The National Science Foundation. Research dollars provided by the National Science Foundation was split among 17 scientists working on three separate projects, including those participating as part of the federal BRAIN initiative, a program aimed to uncover the largely unknown functions of the brain.

Urban will be working with Bard Ermentrout, a professor of mathematics at Pitt, to study olfactory navigation.

They plan to monitor the methods of scent detection in mice and how it translates to behavior, then create a computational model of both the neurological activity within the brain and its subsequent behavior.

Rsearchers ultimately hope to open the door for artificial chemical detection systems.
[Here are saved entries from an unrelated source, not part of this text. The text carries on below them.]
PR #6102, opened 2026-06-01
SpringExtension: forward test exception to the test context manager (#6094)

### LINKED ISSUE #6094: SpringExtension does not forward thrown exception to the test context manager
I am using Kotest version 6.1.11

When I test a Spring application using Kotest SpringExtension, and a Camunda exception is thrown during the test, Camunda listener does not display information about this exception in its report.

The cause is as follows. After the test is finished, SpringExtensiton calls `afterTestMethod` of the test context manager, but if the test result contains an exception, the test context manager remains unaware of this and thus Camunda listener does not display information about it, because SpringExtension always forwards `null` as the argument for the `exeption` parameter ([line 95](https://github.com/kotest/kotest/blob/master/kotest-extensions/kotest-extensions-spring/src/jvmMain/kotlin/io/kotest/extensions/spring/SpringExtension.kt#L95)):
**Existing implementation**
```
testContextManager().afterTestMethod(testCase.spec, methodName, null as Throwable?)
```
Instead, the exception should be extracted from the test result and forwarded as the argument, i.e. the line should be as follows:
**Requested implementation**
```
testContextManager().afterTestMethod(testCase.spec, methodName, result.errorOrNull)
```
Then the listener gets the thrown exception and generates an according report.

sksamuel:
Fixes #6094

## Problem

This will have the potential to impact law enforcement and military security, Urban said. 

“We imagine this informing the construction of devices or even odor detecting, navigating robots. You can imagine a mine-sweeping robot, for example. If it could detect explosives and identify, mark, or even uncover land mines,” he said.

The nose is an important indicator of a person’s overall health, he said. And while animals are effective in scent detection and tracking, Urban said his hope is to create an artificial device that will not require food, training or motivation.

“We have heat sensing cameras and all kinds of things, for example, in the case of tracking a fugitive… But we don’t have an artificial bloodhound that goes out and detects the odor and tracks a lost child in this way,” Urban said.